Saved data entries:
******************************
PR #14405, opened 2026-04-27
feat: increase chatbot top n limit to 200

Attili-sys:

frontend explicitly capped the input at 30 in the shared TopNFormField component default props (web/src/components/top-n-item.tsx) and this was blocking me from sending more chunks to the llm

Updated web/src/components/top-n-item.tsx to set the default max value of the slider to 200 instead of 30, seamlessly enabling the configuration of higher values up to 200 for the Top N field in the chatbot settings and other relevant agent forms.

- [x] Other (frontend explicitly capped the input at 30 in the shared TopNFormField component default props (web/src/components/top-n-item.tsx) so I changed that to 200):

### DIFF
--- a/web/src/components/top-n-item.tsx
+++ b/web/src/components/top-n-item.tsx
@@ -11,7 +11,7 @@ export const topnSchema = {
   top_n: z.number().optional(),
 };
 
-export function TopNFormField({ max = 30 }: SimilaritySliderFormFieldProps) {
+export function TopNFormField({ max = 200 }: SimilaritySliderFormFieldProps) {
   const { t } = useTranslate('chat');
 
   return (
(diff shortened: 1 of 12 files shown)


web/src/components/top-n-item.tsx
```diff
@@ -7,11 +7,13 @@ interface SimilaritySliderFormFieldProps {
   max?: number;
 }
 
+const TOP_N_MAX = 200;
+
 export const topnSchema = {
-  top_n: z.number().optional(),
+  top_n: z.number().max(TOP_N_MAX).optional(),
```
cike8899: If the maximum value passed by the user when calling `TopNFormField` is not 200, it will conflict with the limit defined here.

cike8899:
@Attili-sys Please resolve the conflict.

PR #14406, opened 2026-04-27
Fix: clicks on Popover-based selects swallowed when nested in Dialog

JimZhang-lab:

Radix Dialog sets `body { pointer-events: none }` while open and
relies on the nested Popover's DismissableLayer to restore
`pointer-events: auto`. Two issues in `web/src/components/ui/popover.tsx`
broke that contract:

- The Popover wrapper mirrored `open` into a local `useState(true)`
  plus a sync effect, briefly mounting and unmounting PopoverContent
  on first render and racing the layer order. The popover ended up
  with `pointer-events: none`.
- PopoverContent had no explicit `pointer-events-auto` fallback.

The popover stayed visible but transparent to clicks; clicks fell through to the DialogHeader behind it, which Radix interpreted as an outside click and dismissed the popover. Affected the chunk method in the Create dataset dialog  and the model type dropdown in Model Providers, among others.

Fixes:
- Make `Popover` in `web/src/components/ui/popover.tsx` a thin pass-through over `PopoverPrimitive.Root`.
- Add `pointer-events-auto` to `PopoverContent`.
- Fix typo `zoom-in-9` -> `zoom-in-95` in the open animation class.

### Type of change

### DIFF
--- a/web/src/components/ui/popover.tsx
+++ b/web/src/components/ui/popover.tsx
@@ -15,25 +15,17 @@ const Popover = ({
   onOpenChange,
   disableOutsideClick = false,
 }: PopoverProps) => {
-  const [open, setOpen] = React.useState(true);
-  React.useEffect(() => {
-    setOpen(!!openState);
-  }, [openState]);
   const handleOnOpenChange = React.useCallback(
     (e: boolean) => {
       if (disableOutsideClick && !e) {
         return;
       }
-
-      if (onOpenChange) {
-        onOpenChange?.(e);
-      }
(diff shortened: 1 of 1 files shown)


cike8899:
image

I haven't encountered this issue when using a combination of Dialogs and Popovers in my projects—for instance, in the example shown in the image. You can directly use `SelectWithSearch` in your own project. Thank you for your contribution. @JimZhang-lab

KevinHuSh:
Appreciations! 
But long time no response.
******************************
Assignment: Print the line containing "I haven't encountered", then every line after it through the last line of the records, each exactly as written; nothing else belongs in the answer.

Completed task:
I haven't encountered this issue when using a combination of Dialogs and Popovers in my projects—for instance, in the example shown in the image. You can directly use `SelectWithSearch` in your own project. Thank you for your contribution. @JimZhang-lab

KevinHuSh:
Appreciations! 
But long time no response.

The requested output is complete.